__What is being asked__. Copy the entries exactly, through the "- Added a new" line.

__Provided information__.
PR #4900, opened 2024-08-05
Example program for rendering with D3D using shared textures and OnAcceleratedPaint()

Scalibq:
**Summary:**
A simple proof-of-concept program that hosts an offline CefSharp instance, and initializes it to render via shared D3D11 textures.
It can run in either fullscreen or windowed mode (switch with ALT+ENTER), with or without VSYNC, and with or without external frame trigger.
These are controlled by the FULLSCREEN, VSYNC and EXTERNALTRIGGER consts, found at the top of DXForm.cs.

**Changes:**
- Added a new project to the netcore solution: CefSharp.Direct3D.Example.netcore
      
**How Has This Been Tested?**  
The program itself is a test application.
It's meant to act as a simple example of how to use the accelerated interfaces, and can also be modified to test and verify new CEF features or alternative implementations.

**Types of changes**

- [ ] Updated documentation

**Checklist:**

- [ ] Commented my code


Scalibq:
Note that there appears to be an issue with performance of the CEF-rendering when vsync is enabled.
To the best of my knowledge, the code follows all guidelines of the CEF-developers by waiting on the copy-operation to complete via a Query.
It appears that CEF's internal rendering gets confused when handling of OnAcceleratedPaint() takes longer.
The CEF developers however deny any such issue exists, yet do not provide working example code.

amaitland:
Thanks for the `PR`. Hopefully others will find it useful.

I'm not going to merge this into `master` as it would then need to be maintained as part of the normal repo, I myself don't have any experience with `D3D`.

I've created https://github.com/cefsharp/OnAcceleratedPaint.Example if you'd like to create a `PR` against that which references the `Nuget` pacakges then that would be welcomed.

> The CEF developers however deny any such issue exists, yet do not provide working example code.

If your referring to https://github.com/chromiumembedded/cef/issues/3755 then I'd strongly suggest you take a different approach to asking for help.

Scalibq:
I had made a perfectly clear and polite issue, but they were immediately attacking my level of knowledge and experience (which is preposterous, as I have decades of experience with D3D under my belt, and probably know a lot more about it than they do).
They have the attitude problem, I have been quite lenient with them, and tried to explain that I had already tried what they suggested, but it didn't work, yet they kept insisting that it does.
This code proves that it doesn't. Their claim that CEF is 100% perfect is wrong (and is a preposterous claim to make for any developer).

Issue #4958, opened 2024-10-20
SerializeV8SimpleObject does not support ExpandoObject


mitchcapper:
### Is there an existing issue for this?

- [X] I have searched both open/closed issues, no issue already exists.

### CefSharp Version

129

### Operating System

Windows 10

### Architecture

x64

### .Net Version

.net 8

### Implementation

WPF

### Reproduction Steps

Per https://github.com/cefsharp/CefSharp/discussions/4937 I found the 'simple':
```
var curExtSettings = (Dictionary<string,object>) context.GetPreference("extensions.settings");
context.SetPreference("extensions.settings", curExtSettings, out errSet);
```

__Task result__.
PR #4900, opened 2024-08-05
Example program for rendering with D3D using shared textures and OnAcceleratedPaint()

Scalibq:
**Summary:**
A simple proof-of-concept program that hosts an offline CefSharp instance, and initializes it to render via shared D3D11 textures.
It can run in either fullscreen or windowed mode (switch with ALT+ENTER), with or without VSYNC, and with or without external frame trigger.
These are controlled by the FULLSCREEN, VSYNC and EXTERNALTRIGGER consts, found at the top of DXForm.cs.

**Changes:**
- Added a new project to the netcore solution: CefSharp.Direct3D.Example.netcore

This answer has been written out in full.